Ex: 1 -> s-box1 -> B with probability 0.25
The reason that it isn't guaranteed is because the cypher was designed in an effort to stop attackers even if they know its specification. Something important to note is that, for all eight s-boxes, an input of 0 results in an output of 0.
We analyze the s-boxes by creating difference distrubution tables. The entry in each cell will always be an even number. The reason for this is the xor operation is symmetric, meaning
ΔX = X1 ⊕ X2 = AC ⊕ DF = 73
ΔX = X1 ⊕ X2 = DF ⊕ AC = 73
Here is the table from the first s-box to demonstrate its shape:
Let's analyze the s-boxes to see if there are any other input/output pairs that have 100% probability besides (0, 0).
- s-box1 - (6, D)
- s-box2 - (2, 5)
- s-box3 - (6, D)
Nice, we have 3 input/output pairs that are non zero with a probability of 1. We can abuse these to track the propagation of our input through the cypher.

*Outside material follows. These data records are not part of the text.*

Issue #736, opened 2021-04-08
Add `ak.isna()` function


reuster986:
In the course of putting together an Arkouda tutorial, I realized we have no way to check whether a `float64` is `nan`. I believe it will require a new server message to call a Chapel function for detecting `nan`s.

mhmerrill:
@reuster986 do you want this to behave like `numpy.isnan()`?

mhmerrill:
@reuster986 do we need `numpy.isnat()` also?

reuster986:
I was thinking like `pandas.isna()`, which encompasses both. But I am not super familiar with the differences between numpy and pandas in this area.

mhmerrill:
@reuster986 so from this I am assuming that the requirement for this is to mirror the pandas functionality.

here is the link to the pandas doc about `pandas.isna()`
https://pandas.pydata.org/pandas-docs/stable/reference/api/pandas.isna.html

mhmerrill:
@reuster986 do we also need a function to check for `inf` values?

reuster986:
Yes, let's mirror the pandas functionality. I'd say `isinf` is probably helpful, but less of a priority than `isna`.

mhmerrill:
Ok, we should add this functionality to the `efunc` message flow in the server since it tests each element and returns a `bool` `pdarray`.

glitch:
My understanding is that numpy only supports NaN in float-based arrays as they use the IEEE 754 standard; [numpy_doc](https://numpy.org/doc/stable/reference/constants.html#numpy.NAN) for reference.

Due to this, It looks like if you create a Pandas series from a list containing a None value (i.e. `pd.Series([1, 2, None, 3, 4])`) it gets coerced into a float64.

Given the pandas and numpy no-NaN-in-integers thing, my assumption is that you can't make an int-based array in Arkouda/Chapel with a missing value in it.  Is that reasoning correct?

If this is true, it seems like an `isna `/`isnan` function for Arkouda can only be used on a float64 array.  (We could add it for int64, but it would always return an array of false values since there is no way you can put a NaN value in an integer based array).

Does this sound right?

Note:
Reading up on the Pandas documentation it looks like they are [working around it](https://pandas.pydata.org/pandas-docs/stable/user_guide/integer_na.html) by making their own _Int64_ type (notice the capital I) capable of holding a pd.NAN, but we still wouldn't have a way of constructing an int64 arkouda pdarray with a missing value in it.

PR #776, opened 2021-04-26
Issue #736: Adding isna functionality for float based arrays

glitch:
Issue #736:  Adding isna functionality for float based arrays

### Changes:
Adding isna to efunc on server side and wiring isna capability on client side.  isna(pdarray) returns T/F pdarrary for
NaN detection on **_float64_** arrays.  Int-based is not supported at this time.

### Limitations
My understanding is that numpy only supports NaN in float-based arrays as they use the IEEE 754 standard; [numpy_doc](https://numpy.org/doc/stable/reference/constants.html#numpy.NAN) for reference.

If you create a Pandas series from a list containing a None value (i.e. `pd.Series([1, 2, None, 3, 4])`) it gets coerced into a float64.  (Note: the Pandas team does have a custom implementation of an _Int64_ array (capital I) where they have added support for their own type of NaN for integers but I think they are using object wrappers around ints instead of primitives, so something similar may need to b implemented for Arkouda/Chapel to support something like this?)

It doesn't look like you can make an integer based array in Arkouda/Chapel containing missing values (you also can't assign a `nil` value to an int in Chapel).  Given these limitations I only added the `isna` function for float based arrays.  While we could add it to the API for int64 it won't ever return true because NaN values would likely have been coerced to a default (0, -1?) or the array would have been coerced to a Float, so currently I let it traverse the error route if you call isna on an integer based array in Arkouda.

### Draft
I'm marking this PR as a draft until we can have a discussion or confirm my assumptions about the float vs. int thing in Chapel regarding NaN / missing values.

### DIFF
--- a/arkouda/numeric.py
+++ b/arkouda/numeric.py
@@ -13,7 +13,7 @@ from arkouda.strings import Strings
 Categorical = ForwardRef('Categorical')
 
 __all__ = ["cast", "abs", "log", "exp", "cumsum", "cumprod", "sin", "cos", 
-           "where", "histogram", "value_counts"]    
+           "where", "histogram", "value_counts", "isna"]
 
 @typechecked
 def cast(pda : Union[pdarray, Strings], dt: Union[np.dtype,str]) -> Union[pdarray, Strings]:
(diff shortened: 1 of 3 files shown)


arkouda/numeric.py
```diff
@@ -508,3 +508,28 @@ def value_counts(pda : pdarray) -> Union[Categorical, # type: ignore
     (array([0, 2, 4]), array([3, 2, 1]))
     """
     return unique(pda, return_counts=True)
+
+
+@typechecked
+def isna(pda : pdarray) -> pdarray:
```
mhmerrill, line 514: @glitch the more I think about this the more I think that the first thing is to use the numpy interface for `np.isnan()` for `float64`, then later we can build up the pandas interface on top of these functions.

glitch: @mhmerrill RE: alter `int64` and `strings` yes, I was thinking along similar lines.  We'd almost have to encapsulate int64 in our own object which would be something like `class Int64(value:int64, missing:bool)`.  I haven't looked at their implementation but I think this is roughly what Pandas ended up doing.

Regarding float64 do you want me to change the `isna` to `isnan`?

mhmerrill: yes change `isna` to `isnan`

mhmerrill (approved):
this looks good

PR #779, opened 2021-04-29
763 improve performance of tohdf msg with strings v1

hokiegeek2:
This PR does the following:

1. improves the performance of Strings tohdfMsg by refactoring the generateValuesMetadata by using the Strings segments array to generate the needed bytes array metadata, obviating the need for costly list generation. 
2. refactors the Strings.save method to send both the bytes and segments array names to enable (1)

Testing a 10 million length Strings save on the corp AWS instance with a 3-node Arkouda cluster in smp mode demonstrates that (1) decreases the generateValuesMetadata runtime from ~ 250 seconds to ~ 1 second and overall runtime down to ~ 36 seconds.

note: a second version of this work that should further improve tohdfMsg performance is currently under development.

### DIFF
--- a/arkouda/strings.py
+++ b/arkouda/strings.py
@@ -94,7 +94,7 @@ class Strings:
             self.shape = self.offsets.shape
         except Exception as e:
             raise ValueError(e)   
-        self.offsets.register('{}_offsets'.format(self.bytes.name))
+
         self.dtype = npstr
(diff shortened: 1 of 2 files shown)


reuster986 (approved):
I don't have a great grasp of the logic, but I can certainly see how this is faster, and I don't see any red flags.

PR #781, opened 2021-04-29
Closes #762: Fixes off by one error in Segemented array peel method.

### LINKED ISSUE #762: Off-by-one error in Strings.peel
The inner for loops in the following code should iterate over `0..#(len-1)`, not `0..#len`:

https://github.com/mhmerrill/arkouda/blob/5c4d04a15ca6fb150223a789bc43a70e393ac34c/src/SegmentedArray.chpl#L619-L630

Background: the `peel` function splits strings into left and right portions based on a delimiter. After the logic of finding the split point is all complete, this code copies the bytes of the left and right portions into their respective destination arrays. The `leftLengths` and `rightLengths` arrays are supplying the full lengths of the destination buffers, *including the null byte*, i.e. one greater than the actual length of the substring to be copied. Thus, when the code copies `#len` bytes from the source buffer, it is grabbing an extra byte from the source string and overwriting the destination's null terminator with it. This results in strings that are not null-terminated and misbehave in weird and hard-to-find ways.

As part of this issue, we should consider adding validation on the `ak.Strings` class that checks for null terminators, and/or a CI test that checks for null-terminators after a `peel` operation. I am hopeful that resolving this issue will also address the sporadic CI failures for peel/stick and allow us to move this from experimental to fully supported functionality.

glitch:
Closes #762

This is where things get a bit technical so bear with me.
The tactic for breaking the fourth round of encryption is to use sets of plaintext pairs that have a specific result (differential) when XORed together. The cipher takes in two 8 byte hexadecimal numbers, L0
(the left 8) and R0
(the right 8), to form a 16 byte hexadecimal input. We will construct two plaintext inputs at the same time, they will be In1 = L0R0
and In2 = L1R1
. We will choose L0
and L1
such that
L0 = L1
ΔL = L0 ⊕ (L1 ⊕ 0x62060000) = 0x62060000 = ΔX
What is 0x62060000 you may be asking? That is a differential that has a guaranteed output when passed through the s-boxes! Notice that the first hex-digit (four bits going into s-box1) is 6, which has a guaranteed output of D as per our s-box analysis. The second digit, 2, which has a guaranteed output of 5 in the second s-box, and finally the fourth digit, 6, that has a guaranteed output of D when passed through the fourth s-box. The rest are all 0s since we didn't get any guaranteed input output pairs for those s-boxes.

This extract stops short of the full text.